Copy out, from the data below, each line in which the word "most" occurs.
——
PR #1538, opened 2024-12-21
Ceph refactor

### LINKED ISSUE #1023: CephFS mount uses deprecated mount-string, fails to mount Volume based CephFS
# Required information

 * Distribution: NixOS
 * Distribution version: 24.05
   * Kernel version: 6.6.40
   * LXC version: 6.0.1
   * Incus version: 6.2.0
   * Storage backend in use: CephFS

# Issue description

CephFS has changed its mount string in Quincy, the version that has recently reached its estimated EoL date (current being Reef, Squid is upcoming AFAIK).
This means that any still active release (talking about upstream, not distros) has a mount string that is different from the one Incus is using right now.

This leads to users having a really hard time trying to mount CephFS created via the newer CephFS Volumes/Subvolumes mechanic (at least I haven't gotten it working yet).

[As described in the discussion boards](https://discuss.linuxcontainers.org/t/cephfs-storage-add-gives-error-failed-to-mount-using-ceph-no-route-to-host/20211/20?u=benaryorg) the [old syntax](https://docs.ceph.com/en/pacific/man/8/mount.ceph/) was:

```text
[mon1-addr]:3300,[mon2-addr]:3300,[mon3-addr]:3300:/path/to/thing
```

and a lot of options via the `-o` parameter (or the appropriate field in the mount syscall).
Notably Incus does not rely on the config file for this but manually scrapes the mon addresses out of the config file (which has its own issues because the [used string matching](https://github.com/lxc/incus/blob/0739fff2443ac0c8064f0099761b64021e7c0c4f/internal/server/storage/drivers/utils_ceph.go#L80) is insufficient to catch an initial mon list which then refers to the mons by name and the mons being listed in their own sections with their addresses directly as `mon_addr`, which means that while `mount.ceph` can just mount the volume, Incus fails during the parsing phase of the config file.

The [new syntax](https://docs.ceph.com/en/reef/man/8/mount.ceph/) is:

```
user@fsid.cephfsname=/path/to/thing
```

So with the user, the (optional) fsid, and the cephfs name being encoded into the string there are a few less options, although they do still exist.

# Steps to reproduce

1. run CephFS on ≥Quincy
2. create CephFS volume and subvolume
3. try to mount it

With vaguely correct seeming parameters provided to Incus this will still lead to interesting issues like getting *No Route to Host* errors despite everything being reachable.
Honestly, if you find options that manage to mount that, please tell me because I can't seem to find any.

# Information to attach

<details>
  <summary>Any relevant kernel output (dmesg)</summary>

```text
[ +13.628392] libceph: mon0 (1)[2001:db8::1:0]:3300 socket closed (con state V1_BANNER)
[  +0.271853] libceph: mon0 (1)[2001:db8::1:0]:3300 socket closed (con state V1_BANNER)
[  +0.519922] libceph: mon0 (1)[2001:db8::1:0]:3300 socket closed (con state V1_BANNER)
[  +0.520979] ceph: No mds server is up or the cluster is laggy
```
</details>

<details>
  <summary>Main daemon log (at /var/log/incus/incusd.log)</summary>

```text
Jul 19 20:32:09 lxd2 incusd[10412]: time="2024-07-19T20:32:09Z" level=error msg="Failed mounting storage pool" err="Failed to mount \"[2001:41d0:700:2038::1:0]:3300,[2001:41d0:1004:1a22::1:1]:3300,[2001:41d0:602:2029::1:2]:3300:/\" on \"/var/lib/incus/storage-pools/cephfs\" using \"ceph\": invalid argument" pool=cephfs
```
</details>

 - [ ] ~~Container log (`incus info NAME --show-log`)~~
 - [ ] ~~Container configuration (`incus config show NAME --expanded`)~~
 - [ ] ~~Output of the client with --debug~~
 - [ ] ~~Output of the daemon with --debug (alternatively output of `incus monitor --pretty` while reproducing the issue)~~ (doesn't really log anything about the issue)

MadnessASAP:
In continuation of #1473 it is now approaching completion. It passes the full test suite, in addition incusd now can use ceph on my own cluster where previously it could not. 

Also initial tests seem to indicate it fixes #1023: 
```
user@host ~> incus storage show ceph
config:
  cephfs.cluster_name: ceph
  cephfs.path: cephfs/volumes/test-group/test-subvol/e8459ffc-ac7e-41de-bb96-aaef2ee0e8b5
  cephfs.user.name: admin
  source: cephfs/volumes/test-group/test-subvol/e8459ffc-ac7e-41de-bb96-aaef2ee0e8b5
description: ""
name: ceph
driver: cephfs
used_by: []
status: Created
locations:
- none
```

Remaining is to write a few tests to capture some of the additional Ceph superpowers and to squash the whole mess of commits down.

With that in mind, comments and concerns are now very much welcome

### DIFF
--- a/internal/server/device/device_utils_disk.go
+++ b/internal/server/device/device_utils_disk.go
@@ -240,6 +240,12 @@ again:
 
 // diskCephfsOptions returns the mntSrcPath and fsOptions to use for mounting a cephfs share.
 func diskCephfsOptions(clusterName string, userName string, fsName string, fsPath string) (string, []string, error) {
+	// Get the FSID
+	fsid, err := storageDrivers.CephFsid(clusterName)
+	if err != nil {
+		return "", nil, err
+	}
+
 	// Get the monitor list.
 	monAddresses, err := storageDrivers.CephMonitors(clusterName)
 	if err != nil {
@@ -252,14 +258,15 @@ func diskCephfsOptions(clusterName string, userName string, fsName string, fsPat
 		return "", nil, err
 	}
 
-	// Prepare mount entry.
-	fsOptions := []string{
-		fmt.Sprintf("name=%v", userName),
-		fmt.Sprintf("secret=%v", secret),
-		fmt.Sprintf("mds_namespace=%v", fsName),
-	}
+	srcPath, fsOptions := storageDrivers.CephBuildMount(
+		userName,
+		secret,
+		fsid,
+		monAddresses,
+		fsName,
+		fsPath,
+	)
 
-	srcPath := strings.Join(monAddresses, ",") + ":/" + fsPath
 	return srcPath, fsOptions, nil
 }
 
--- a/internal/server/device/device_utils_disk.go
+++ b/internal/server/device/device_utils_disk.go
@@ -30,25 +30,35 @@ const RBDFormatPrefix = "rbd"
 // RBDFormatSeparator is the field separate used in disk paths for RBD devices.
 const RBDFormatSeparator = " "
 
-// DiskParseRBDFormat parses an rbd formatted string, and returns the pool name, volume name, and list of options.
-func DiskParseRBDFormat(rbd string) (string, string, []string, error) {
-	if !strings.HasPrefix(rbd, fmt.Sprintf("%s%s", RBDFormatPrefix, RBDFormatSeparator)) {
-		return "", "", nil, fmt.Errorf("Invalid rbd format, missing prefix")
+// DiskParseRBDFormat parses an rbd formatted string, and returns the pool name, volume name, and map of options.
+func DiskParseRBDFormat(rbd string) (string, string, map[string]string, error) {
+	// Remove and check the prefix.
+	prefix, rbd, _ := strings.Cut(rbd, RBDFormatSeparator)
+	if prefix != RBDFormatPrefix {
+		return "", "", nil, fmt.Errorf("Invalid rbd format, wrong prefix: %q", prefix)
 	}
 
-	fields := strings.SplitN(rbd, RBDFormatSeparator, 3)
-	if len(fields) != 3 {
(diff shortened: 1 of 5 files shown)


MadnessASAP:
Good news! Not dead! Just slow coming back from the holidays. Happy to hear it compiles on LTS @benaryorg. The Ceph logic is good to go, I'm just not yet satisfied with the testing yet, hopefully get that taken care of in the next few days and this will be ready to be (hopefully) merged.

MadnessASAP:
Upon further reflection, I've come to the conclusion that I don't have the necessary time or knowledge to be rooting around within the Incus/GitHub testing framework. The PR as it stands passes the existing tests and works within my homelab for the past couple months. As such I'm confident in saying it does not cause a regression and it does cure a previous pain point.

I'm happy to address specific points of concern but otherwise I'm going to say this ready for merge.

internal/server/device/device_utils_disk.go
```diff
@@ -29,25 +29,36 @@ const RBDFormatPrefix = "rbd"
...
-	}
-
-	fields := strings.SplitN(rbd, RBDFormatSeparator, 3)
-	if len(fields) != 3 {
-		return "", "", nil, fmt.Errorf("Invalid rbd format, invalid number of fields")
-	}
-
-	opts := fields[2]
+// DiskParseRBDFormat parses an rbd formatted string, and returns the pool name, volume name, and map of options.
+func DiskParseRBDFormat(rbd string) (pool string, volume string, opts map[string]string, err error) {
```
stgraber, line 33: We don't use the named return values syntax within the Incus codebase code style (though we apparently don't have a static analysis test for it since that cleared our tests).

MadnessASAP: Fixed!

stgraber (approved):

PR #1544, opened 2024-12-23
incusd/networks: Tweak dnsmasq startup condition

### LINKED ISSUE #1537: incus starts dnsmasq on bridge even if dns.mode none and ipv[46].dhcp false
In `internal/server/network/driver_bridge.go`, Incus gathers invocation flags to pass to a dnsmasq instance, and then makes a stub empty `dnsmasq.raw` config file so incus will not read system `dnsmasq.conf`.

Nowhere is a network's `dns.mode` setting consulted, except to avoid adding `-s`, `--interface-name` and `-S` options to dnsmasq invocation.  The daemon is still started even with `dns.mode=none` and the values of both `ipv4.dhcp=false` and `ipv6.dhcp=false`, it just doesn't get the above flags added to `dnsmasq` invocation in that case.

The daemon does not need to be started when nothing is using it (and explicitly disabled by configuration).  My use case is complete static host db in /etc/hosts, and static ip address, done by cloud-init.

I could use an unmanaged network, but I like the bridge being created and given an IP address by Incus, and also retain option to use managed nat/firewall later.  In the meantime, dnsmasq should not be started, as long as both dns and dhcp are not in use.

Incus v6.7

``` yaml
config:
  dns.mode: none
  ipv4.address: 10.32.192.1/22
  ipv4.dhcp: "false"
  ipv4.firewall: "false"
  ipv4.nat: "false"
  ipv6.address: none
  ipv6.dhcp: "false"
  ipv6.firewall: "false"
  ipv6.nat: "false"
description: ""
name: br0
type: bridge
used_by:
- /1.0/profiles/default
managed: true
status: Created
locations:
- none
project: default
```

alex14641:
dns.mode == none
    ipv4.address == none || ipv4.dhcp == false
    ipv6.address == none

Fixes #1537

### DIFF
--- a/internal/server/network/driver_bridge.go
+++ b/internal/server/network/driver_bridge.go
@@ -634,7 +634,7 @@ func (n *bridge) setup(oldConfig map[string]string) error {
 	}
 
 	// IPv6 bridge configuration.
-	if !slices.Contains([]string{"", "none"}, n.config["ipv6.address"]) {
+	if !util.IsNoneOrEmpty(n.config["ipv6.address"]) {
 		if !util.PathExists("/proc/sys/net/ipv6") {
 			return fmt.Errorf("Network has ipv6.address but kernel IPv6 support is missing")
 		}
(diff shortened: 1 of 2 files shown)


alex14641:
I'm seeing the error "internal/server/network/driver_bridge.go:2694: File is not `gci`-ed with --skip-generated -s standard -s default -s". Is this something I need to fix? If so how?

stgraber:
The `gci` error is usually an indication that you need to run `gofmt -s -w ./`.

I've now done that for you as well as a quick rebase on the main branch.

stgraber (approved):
——
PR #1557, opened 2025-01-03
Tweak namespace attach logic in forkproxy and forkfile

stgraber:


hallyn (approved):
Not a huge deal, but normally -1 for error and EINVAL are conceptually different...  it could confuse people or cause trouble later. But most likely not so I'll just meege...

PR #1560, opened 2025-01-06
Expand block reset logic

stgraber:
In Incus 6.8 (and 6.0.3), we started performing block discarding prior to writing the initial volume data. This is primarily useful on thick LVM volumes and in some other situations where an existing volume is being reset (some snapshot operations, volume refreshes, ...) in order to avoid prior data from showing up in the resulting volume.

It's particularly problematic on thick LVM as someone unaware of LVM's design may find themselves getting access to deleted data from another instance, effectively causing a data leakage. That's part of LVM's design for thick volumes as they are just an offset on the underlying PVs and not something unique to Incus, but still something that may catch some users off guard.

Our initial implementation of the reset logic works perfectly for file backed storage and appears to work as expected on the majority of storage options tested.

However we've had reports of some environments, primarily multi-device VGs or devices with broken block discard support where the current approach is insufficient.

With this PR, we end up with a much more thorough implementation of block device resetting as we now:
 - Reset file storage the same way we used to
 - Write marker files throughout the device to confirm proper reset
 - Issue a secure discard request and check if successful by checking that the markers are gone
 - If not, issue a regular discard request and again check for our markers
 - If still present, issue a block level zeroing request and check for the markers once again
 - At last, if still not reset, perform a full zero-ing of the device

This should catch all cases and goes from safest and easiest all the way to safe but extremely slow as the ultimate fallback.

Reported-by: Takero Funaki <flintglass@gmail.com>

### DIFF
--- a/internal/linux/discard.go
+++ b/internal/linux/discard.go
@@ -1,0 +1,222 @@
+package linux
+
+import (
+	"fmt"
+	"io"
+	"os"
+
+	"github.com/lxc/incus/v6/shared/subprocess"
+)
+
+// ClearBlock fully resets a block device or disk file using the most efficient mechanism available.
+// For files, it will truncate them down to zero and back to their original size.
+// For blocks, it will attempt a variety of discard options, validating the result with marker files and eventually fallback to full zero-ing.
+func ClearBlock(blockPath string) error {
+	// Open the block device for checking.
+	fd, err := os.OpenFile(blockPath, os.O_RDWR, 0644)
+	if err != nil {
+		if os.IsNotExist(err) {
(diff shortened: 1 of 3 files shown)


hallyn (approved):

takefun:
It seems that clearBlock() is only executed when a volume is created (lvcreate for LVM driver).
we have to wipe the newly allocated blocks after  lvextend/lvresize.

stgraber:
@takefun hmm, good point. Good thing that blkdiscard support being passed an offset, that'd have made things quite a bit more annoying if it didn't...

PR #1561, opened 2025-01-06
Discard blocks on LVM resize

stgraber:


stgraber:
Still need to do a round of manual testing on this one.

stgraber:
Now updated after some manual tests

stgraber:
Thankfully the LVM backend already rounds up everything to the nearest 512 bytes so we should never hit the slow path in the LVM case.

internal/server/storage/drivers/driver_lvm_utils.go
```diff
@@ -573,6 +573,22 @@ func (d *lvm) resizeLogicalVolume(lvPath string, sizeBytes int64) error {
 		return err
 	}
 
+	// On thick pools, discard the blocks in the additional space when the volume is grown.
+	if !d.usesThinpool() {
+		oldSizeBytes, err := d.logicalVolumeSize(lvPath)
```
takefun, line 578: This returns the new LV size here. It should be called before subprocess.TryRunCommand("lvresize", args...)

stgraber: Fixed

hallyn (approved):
——
**Exercise result**
Not a huge deal, but normally -1 for error and EINVAL are conceptually different...  it could confuse people or cause trouble later. But most likely not so I'll just meege...
+// ClearBlock fully resets a block device or disk file using the most efficient mechanism available.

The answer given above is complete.